ONIMAC LE ( #HistoriasdelCamino )

Es una mañana radiante de finales de agosto, con un cielo azul intenso que inunda los ojos y un sol más templado y clemente que en días anteriores. Sopla una brisa amable para los numerosos peregrinos que ascienden por el empinado sendero que, partiendo de Rabanal del Camino, cruza la maragatería.

A paso vivo y cuesta abajo, Ramón va saludando a los caminantes con un sonoro y enérgico "¡buenos días, ultreia!". La mayoría le responde con amabilidad y alegría; otros murmuran y asienten con gesto educado; algunos, incluso, se detienen y le preguntan.

- ¿Qué? ¿De regreso?
- No, de camino.
- ¿Viene de Santiago?
- Podría decirse.
- ¿Y adónde va?
- Donde el Camino.

Las conversaciones no suelen ir más allá. Ramón es un hombre añoso e imponente. Alto, robusto, bien plantado, piernilargo y elegante de andares, que ayuda con un rotundo cayado de castaño. Los ojos clarísimos, la cuidada barba y el pelo cano cortado a cepillo otorgan cierta rebeldía juvenil a su apariencia de señor mayor y circunspecto. Amable pero parco en palabras, siempre prefirió escuchar a hablar.

Hay también quienes le inquieren sobre la ruta.
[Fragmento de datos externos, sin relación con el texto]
PR #687, opened 2020-04-30
[Logger] Enhance logger and ExceptionInfo formatting

Eideren:
# PR Details
Hopefully this should make the logger less obtuse for users.

## Description
Adds a ``(...)`` at the end of exceptions to hint to users that they can use a similar button to show the rest. 
Changes ``ExceptionInfo``'s formatting to reflect how dot net does it by default, i.e.: 
``Type: Message\n{innerExceptions.ToString}\n{Stacktrace}``
instead of ours which was
``Message\n{Stacktrace}\n{innerException.ToString}``
this leads to the first stacktrace line being the line that actually created the exception instead of one of the many catch the exception climbed back through.

## Motivation and Context
See PR Details.

## Types of changes

## Checklist


xen2:
Good idea, thanks!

- ¿Queda mucho para Foncebadón?
- Ya ha pasado lo más duro. Con el día que hace, ni os daréis cuenta.
- ¿Y para la Cruz de Ferro?
- Un poco más, pero no es tan empinado.
- ¿Ha visto a Tomás Martínez?
- Ahí sigue, en Manjarín, con su hospitalidad y sus cosas templarias.
- ¿Y cómo está?
- Viejo, como yo. Le están renovando el albergue.
- ¡No me diga!
- Como lo oye.

Se le viene de golpe la imagen de Tomás, casi treinta años atrás, y siente una fuerte punzada en el pecho. Ráfagas de aire helado. Elena. Un diluvio. Un atisbo de luz en la oscuridad del Camino. El albergue. Tomás ofreciendo café caliente y conversación en un chamizo. Tomás y ella conversando, Ramón escuchando. Feliz.
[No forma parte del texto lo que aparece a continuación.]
Issue #220, opened 2018-09-26
[Editor] Async method within ScriptComponent constructor crashes editor


Eideren:
**Release Type**: Official Release/GitHub (please choose appropriate option)

**Version**: 3.0.0.6 commit [ac4e7e0](https://github.com/xenko3d/xenko/commit/ac4e7e03b8e2e0e68005589bd52f7f2a2aba7b1a)

**Platform(s)**: Windows Editor

**Describe the bug**
Occurs when adding it to an entity, tested with an async method running a Task.Delay of one second,the crash handler then pops up.

**To Reproduce**
See description.

**Expected behavior**
Fix the issue or detect and prohibit those kinds of implementation.

**Screenshots**

**Log and callstacks**
[editor.txt](https://github.com/xenko3d/xenko/files/2419545/editor.txt)

**Additional context**

Kryptos-FR:
Unfortunately there is no way to "hide" the constructor in a script.
So the rule is: don't do anything in a constructor. Just don't.
And it's pretty hard to recover from an exception in a constructor. I'm not sure what we can do.

jonstelly:
This is somewhat similar to https://github.com/xenko3d/xenko/issues/209

While testing out my issue I noticed it happens also if you create any field/property initializers that fail when run inside the editor.

Guidance/rules to not put anything in the constructor are completely reasonable, but even documentation of those rules with big flashing warning signs will get missed by some people so are there ways we could catch these errors to give a meaningful message/feedback?

try/catch around the Activator.CreateInstance() call in ObjectFactoryRegistry.NewInstance() to throw a friendly/helpful message, whatever behavior you guys feel is reasonable for the Editor (message box or something else?).  Maybe even changing synchronization contexts during the Activator.CreateInstance() call to ensure that async errors in the constructor would get handled the same way?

- ¿Se encuentra usted bien?
- Sí, no pasa nada. Recuerdos sobrevenidos.

Y Ramón prosigue su viaje entre piornos, enebros, retamas y peregrinos afanosos que contemplan a este viejo de voz grave y andar ligero que les saluda al paso, siguiendo el mismo sendero por el que siglos atrás iban y venían cargados los arrieros maragatos, el mismo que recorrieron los templarios de Ponferrada para proteger a los peregrinos, el mismo que cabalgó Carlomagno en las leyendas. El mismo que recorrió con Elena.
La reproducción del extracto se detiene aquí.